_Exercise brief_. All lines from the one containing "Following the example" through the final line of the material below must appear exactly as they are, with nothing else.

(Excerpted data begins)

PR #2719, opened 2025-02-11
Create a second r-devel devcontainer, set it as default

MichaelChirico:
Following the example of {bit64}. This will help create CRAN releases from devcontainer according to CRAN policy on testing with latest r-devel.


MichaelChirico:
Superseded by #2726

(Excerpted data ends)

_Written response_.
Following the example of {bit64}. This will help create CRAN releases from devcontainer according to CRAN policy on testing with latest r-devel.


MichaelChirico:
Superseded by #2726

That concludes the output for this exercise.